= Alternative vaccination schedule =

Vaccine schedule different from that which is officially recommended

In the United States, an alternative vaccination schedule is a vaccination schedule differing from the schedule endorsed by the Advisory Committee on Immunization Practices (ACIP). These schedules may be either written or ad hoc, and have not been tested for their safety or efficacy. Proponents of such schedules aim to reduce the risk of adverse effects they believe to be caused by vaccine components, such as "immune system overload" that is argued to be caused by exposure to multiple antigens. Parents who adopt these schedules tend to do so because they are concerned about the potential risks of vaccination, rather than because they are unaware of the significance of vaccination's benefits. Delayed vaccination schedules have been shown to lead to an increase in breakthrough infections without any benefit in lower side effect profiles.

==Effects==
Contrary to the claims made by some advocates of alternative vaccine schedules, there is no scientific evidence for the existence of "immune system overload", and according to the UK National Health Service the idea is a "myth". In addition, the amount of chemicals in vaccines such as aluminium and formaldehyde is much lower than natural exposure levels. Intentional deviation from the ACIP's schedule leaves children vulnerable to infection and increases the likelihood of outbreaks of vaccine-preventable diseases. These schedules also increase the chances of infection among individuals who could not be vaccinated for medical reasons, because they were too young, or who did not develop a sufficient immunologic response to the vaccine.

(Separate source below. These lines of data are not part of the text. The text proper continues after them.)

PR #159, opened 2018-12-26
apu: Access system memory directly

### LINKED ISSUE #156: APU memory access is slow
The APU uses `stb_phys(&address_space_memory, paddr, ptr[i]);` to write bytes to scratch space, and `ldub_phys(&address_space_memory, paddr);` to read from scratch space.

Instead, we should probably be using something like NV2A, where xbox.c passes the `ram_memory`, so we can access the memory directly.

The same will be relevant for the FIFOs and voices.

We also use `ldl_le_phys` to get scratch space PRDs as part of the memory access loop - that shouldn't be necessary (unless a memory access overwrites the PRD, which we should probably check for).

JayFoxRox:
This improves the APU memory access performance. This will be more important when we implement better DMA (possibly more data to transfer), VP (audio buffers must be loaded) and EP (FIFO must be read and written back).

Closes #156.

*I did not check for self-modifying PRDs (I don't think this is likely to happen, until we write our own crazy DSP homebrew).*

---

This has gotten very little testing. Please review my new logic for `scratch_rw`.

### DIFF
--- a/hw/xbox/mcpx_apu.c
+++ b/hw/xbox/mcpx_apu.c
@@ -2,6 +2,7 @@
  * QEMU MCPX Audio Processing Unit implementation
  *
  * Copyright (c) 2012 espes
+ * Copyright (c) 2018 Jannik Vogel
  *
  * This library is free software; you can redistribute it and/or
  * modify it under the terms of the GNU Lesser General Public
@@ -23,6 +24,8 @@
 #include "hw/pci/pci.h"
 #include "cpu.h"
 #include "hw/xbox/dsp/dsp.h"
+
+#include "hw/xbox/mcpx_apu.h"
 
 #define NV_PAPU_ISTS                                     0x00001000
 #   define NV_PAPU_ISTS_GINTSTS                               (1 << 0)
@@ -139,6 +142,9 @@ static const struct {
 
 typedef struct MCPXAPUState {
     PCIDevice dev;
+
+    MemoryRegion *ram;
+    uint8_t *ram_ptr;
 
     MemoryRegion mmio;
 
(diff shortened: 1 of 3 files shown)


hw/xbox/mcpx_apu.c
```diff
@@ -403,25 +408,42 @@ static const MemoryRegionOps vp_ops = {
...
+                       hwaddr sge_base, unsigned int max_sge,
                        uint8_t *ptr, uint32_t addr, size_t len, bool dir)
 {
-    int i;
-    for (i = 0; i < len; i++) {
-        unsigned int entry = (addr + i) / TARGET_PAGE_SIZE;
-        assert(entry < max_sge);
+    unsigned int page_entry = addr / TARGET_PAGE_SIZE;
+    unsigned int offset_in_page = addr % TARGET_PAGE_SIZE;
+    unsigned int bytes_to_copy = TARGET_PAGE_SIZE - offset_in_page;
```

After one of the most notorious outbreaks of measles in the United States, in California, legislation was passed to make vaccination mandatory, as alternative vaccine scheduling and/or avoidance had been prevalent before the outbreak.

== Popularity ==

An increasing number of children are undervaccinated, of whom an estimated 13% or more are believed to be so because of parental choice. One survey, published in Vaccine, found that 9.4% of parents in King County, Washington used an alternative vaccine schedule, while another survey found that more than 1 out of 10 parents of children aged between 6 months and 6 years used an alternative vaccine schedule. In a 2011 survey of Washington State pediatricians, 77% of them reported that their patients "sometimes or frequently" asked for alternative vaccination schedules. The same survey found that 61% of pediatricians were comfortable with using such a schedule if a parent asked for it. A 2012 survey found that the percentage of shot-limiting children—defined as children who received no more than two vaccines per visit between their birth and the age of nine months—had increased from 2.5% to 9.5% in Portland, Oregon. Research on well-off American families suggests that even parents who are ostensibly pro-vaccine can be misled by disinformation, and this can lead them to delay having their children vaccinated, and to tolerate such delay in others.

== Proponents ==

Among the most prominent proponents of alternative vaccination schedules is notable pediatrician and vaccine critic Robert Sears. Sears has been criticized by vaccine expert Paul Offit for what Offit states is Sears' "misrepresentation of vaccine science." Offit argues that Sears' alternative vaccination schedules present a public health risk, in that Sear's alternative vaccination schedules require a larger number of visits to the doctors office for parents - and unvaccinated children can acquire transmissible diseases while waiting in doctors offices'. Furthermore, increasing the time before a child receives a vaccine will increase the time in which that child is vulnerable to contracting preventable diseases. Additionally, spreading out vaccination shots does not decrease a child's pain or anxiety related to the shot: in fact, increasing a child's total amount of doctor visits for vaccination shots (by insisting upon a single shot per visit) may increase that child's needle phobia, according to Dr. Offit. Overall, Sears' alternative vaccination schedules are likely to decrease immunization rates by reducing vaccine timeliness. Notably, Sears has responded to Offit's critique by conceding many of his original positions - in other words, Sears has since stated that he is in favour of the conventional vaccine schedule, and that many of his original positions (e.g., that thimerosal causes autism) are not supported by evidence. Likewise, the American Academy of Pediatricians has stated that no alternative vaccine schedules have been found to provide better safety or efficacy than the recommended vaccination schedule.

In June 2018, the Medical Board of California placed Sears on probation for improperly granting a medical exemption from all future vaccines to a two-year-old child without obtaining any of the child's medical records, including which vaccines the child had received to date.

== Types of schedules ==
A 2016 study identified five different types of alternative vaccine schedules: Sears' schedule, a shot-limiting schedule, selective delaying or refusal, making vaccine decisions visit-by-visit, or refusing all vaccines. Regardless of the type of alternative schedule used, skipping or delaying recommended vaccines has been shown to result in an increased risk of contracting and spreading vaccine-preventable diseases.